● Requirement
The output should be all lines of the entries below in which the word "displayed" occurs.

● Records for this task
⁂
PR #1026, opened 2026-04-17
chore: upgrade to go 1.24

andyatmiami:
- Bump go directive to 1.24.13 in backend and controller go.mod files
- Update Dockerfile builder images from golang:1.22 to golang:1.24
- Upgrade golangci-lint from v1.61.0 to v1.64.8 for Go 1.24 compatibility
- Fix gocritic hugeParam lint: pass controller.Options by pointer in SetupWithManager signatures

Assisted-by: Claude Opus 4.6 <noreply@anthropic.com>


thesuperzapper:
Since this is needed to develop locally on macos 26 due to https://github.com/golang/go/issues/68678 we should merge asap.

/lgtm
/approve

Issue #1019, opened 2026-04-08
[TASK] Add Tolerations to WorkspaceKind Pod Config Modal


thaorell:
### Certification

- [x] I certify I am an Epic Owner for Kubeflow Notebooks 2.0 and expected to create planning-related issues.

### Certification

- [x] I certify I am an Epic Owner for Kubeflow Notebooks 2.0 and expected to create planning-related issues.

### Description

Right now, "resources" is the only spec that is available in the Pod Config Modal. When creating new Pod Config, we should allow Joel, the platform admin, to configure NodeSelector, Affinity, Tolerations

  Proposed Additions
A list of tolerations allowing pods to schedule onto nodes with matching taints. Each toleration has: key, operator (Exists | Equal), value, effect (NoSchedule |  PreferNoSchedule | NoExecute), and optional tolerationSeconds.   

### Acceptance Criteria

  - Platform admin can add tolerations with key, operator, value, and effect fields
  - Operator field supports Exists and Equal options
  - Effect field supports NoSchedule, PreferNoSchedule, and NoExecute options
  - When operator is Exists, the value field is disabled/hidden 
  - When effect is NoExecute, an optional tolerationSeconds field is available
  - Platform admin can edit existing tolerations
  - Platform admin can remove individual tolerations 
  - Tolerations are persisted when saving the Pod Config
  - Tolerations are displayed when editing an existing Pod Config (immutable)

Snehadas2005:
Hi @thaorell, I'm interested in working on this task to add Tolerations to the WorkspaceKind Pod Config modal. I am familiar with the v2 frontend environment and would love to take this up to help move the wizard forward. Would it be okay if I work on this?

PR #1044, opened 2026-04-22
feat: Add tolerations to WorkspaceKind Form

thaorell:
closes: #1019

Added:
- Custom types
- Refactored WorkspaceKind PodConfig Tables to have expandable rows
- Add Toleration Modal and Table to PodConfig expanded section: The modal will automatically hide `Value` input if the operator is `Exists` and only render Toleration seconds field if the effect is `NoExecute`
- Add tests

Before: 
Screenshot 2026-04-30 at 1 47 07 PM

After:
Screenshot 2026-04-30 at 1 47 33 PM
Screenshot 2026-04-30 at 1 51 07 PM

### DIFF
--- a/workspaces/frontend/src/app/pages/WorkspaceKinds/Form/podConfig/WorkspaceKindFormPodConfig.tsx
+++ b/workspaces/frontend/src/app/pages/WorkspaceKinds/Form/podConfig/WorkspaceKindFormPodConfig.tsx
@@ -197,8 +197,9 @@ export const WorkspaceKindFormPodConfig: React.FC<WorkspaceKindFormPodConfigProp
           <>
             <div className="pf-v6-u-pl-xl pf-v6-u-pt-sm pf-v6-u-pb-sm">
               <div>
-                Pod configurations allow specifying resource allocation for Workspace Kinds. Expand
-                each configuration to view and manage its tolerations.
+                Pod configurations define the hardware resource options available to a Workspace.
+                Expand each configuration to access nodeSelector and tolerations, allowing you to
+                constrain pods to specific node groups.
               </div>
             </div>
             <WorkspaceKindFormPaginatedTable
--- a/workspaces/frontend/src/app/pages/WorkspaceKinds/Form/podConfig/WorkspaceKindFormPodConfig.tsx
+++ b/workspaces/frontend/src/app/pages/WorkspaceKinds/Form/podConfig/WorkspaceKindFormPodConfig.tsx
@@ -43,7 +43,7 @@ export const WorkspaceKindFormPodConfig: React.FC<WorkspaceKindFormPodConfigProp
   const [editIndex, setEditIndex] = useState<number | null>(null);
   const [deleteIndex, setDeleteIndex] = useState<number | null>(null);
   const [currConfig, setCurrConfig] = useState<WorkspaceKindPodConfigValue>({ ...emptyPodConfig });
-  const [tolerationModalOpenFor, setTolerationModalOpenFor] = useState<number | null>(null);
+  const [tolerationModalOpenFor, setTolerationModalOpenFor] = useState<string | null>(null);
 
   const clearForm = useCallback(() => {
     setCurrConfig({ ...emptyPodConfig });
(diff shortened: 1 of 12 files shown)


workspaces/frontend/src/app/pages/WorkspaceKinds/Form/podConfig/WorkspaceKindFormPodConfig.tsx
```diff
@@ -87,6 +94,69 @@ export const WorkspaceKindFormPodConfig: React.FC<WorkspaceKindFormPodConfigProp
...
+  podConfigRef.current = podConfig;
+  const updatePodConfigRef = useRef(updatePodConfig);
+  updatePodConfigRef.current = updatePodConfig;
+
+  const tolerationSettersCache = useRef(
+    new Map<number, React.Dispatch<React.SetStateAction<TolerationEntry[]>>>(),
+  );
+  const modalSettersCache = useRef(
+    new Map<number, React.Dispatch<React.SetStateAction<boolean>>>(),
+  );
```
caponetto, line 112: `tolerationSettersCache` and `modalSettersCache` are `Map<number, ...>` refs that grow monotonically; entries are never removed when pod configs are deleted. While functionally correct (the `useMemo` re-maps fresh indices), the caches accumulate stale closures over time. For a form with frequent add/remove cycles, consider clearing the caches when `podConfig.values.length` changes, or switching to a `useMemo`-based approach without manual caching.

workspaces/frontend/src/app/types.ts
```diff
@@ -82,6 +82,28 @@ export interface WorkspaceKindImagePort {
   protocol: 'HTTP'; // ONLY HTTP is supported at the moment, per https://github.com/thesuperzapper/kubeflow-notebooks-v2-design/blob/main/crds/workspace-kind.yaml#L275
 }
 
+export enum TolerationOperator {
+  None = '',
```
caponetto: `TolerationOperator.None = ''` and `TolerationEffect.None = ''` use empty strings as enum values. When these are serialized and sent to the backend (or eventually to the Kubernetes API), empty strings may behave differently from an omitted field. Please confirm that the backend handles empty-string operator/effect correctly, or consider using `undefined`/omission to represent "no selection" and making the field optional in `TolerationEntry`.

workspaces/frontend/src/app/pages/WorkspaceKinds/Form/podConfig/WorkspaceKindFormPodConfig.tsx
```diff
@@ -123,6 +193,13 @@ export const WorkspaceKindFormPodConfig: React.FC<WorkspaceKindFormPodConfigProp
         )}
         {podConfig.values.length > 0 && (
           <>
+            <div className="pf-v6-u-pl-xl pf-v6-u-pt-sm pf-v6-u-pb-sm">
```
caponetto: The descriptive text block uses raw `<div>` elements with PatternFly utility classes. Since `Content` is already imported, prefer `<Content component="p">` for the description paragraph. This ensures consistent typography and spacing from PatternFly's design system rather than relying on utility classes alone.

caponetto (commented):
Left a few comments, please check if they make sense.

Only one UI observation (not blocker): The Toleration modal has a state where `Toleration Seconds` is not shown, for instance:

Image


When the item is added, the column is displayed, though:

Image


This could confuse users about where that comes from. I would rather disable `Toleration Seconds` with a helper reason than hide it.

workspaces/frontend/src/app/pages/WorkspaceKinds/Form/podConfig/WorkspaceKindFormPodConfig.tsx
thaorell: I'm applying a fix to delete stale cache entries in `handleDelete`, so when a config is deleted, the config's tolerations will be deleted as well

workspaces/frontend/src/app/types.ts
thaorell: After reading the [Kubernetes docs](https://kubernetes.io/docs/concepts/scheduling-eviction/taint-and-toleration/) in depth, I am setting the default Operator to `Equal`

thaorell: I also added a description for a None effect, which will be coerced to `undefined` upon submission

ederign (approved):

PR #1067, opened 2026-04-29
fix: toolbar actions should be outside filter ToolbarGroup

paulovmr:
Before:
image

After:
image


thaorell (approved):
/lgtm

andyatmiami:
@paulovmr - at risk of destroying any good will I have built up with you.. I **THINK** the `WorkspaceKind` screen suffers the same problem..

could we get a comparable fix in for that as well to be done with these "disappearing buttons" completely 😇

ederign (approved):

ederign:
/approve
/lgtm

@paulovmr merging this assuming you will do Andy's request in a follow up PR

Issue #1042, opened 2026-04-21
DeleteModal has no guard against concurrent execution


thaorell:
### Checks

- [x] I have searched the [existing issues](https://github.com/kubeflow/notebooks/issues).
- [x] My issue is related to one of the components in the [`kubeflow/notebooks`](https://github.com/kubeflow/notebooks) repository.

### Kubeflow Notebooks Version

2.0.0

### Kubeflow Platform

N/A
⁂
● Solved exercise
  - Tolerations are displayed when editing an existing Pod Config (immutable)
When the item is added, the column is displayed, though:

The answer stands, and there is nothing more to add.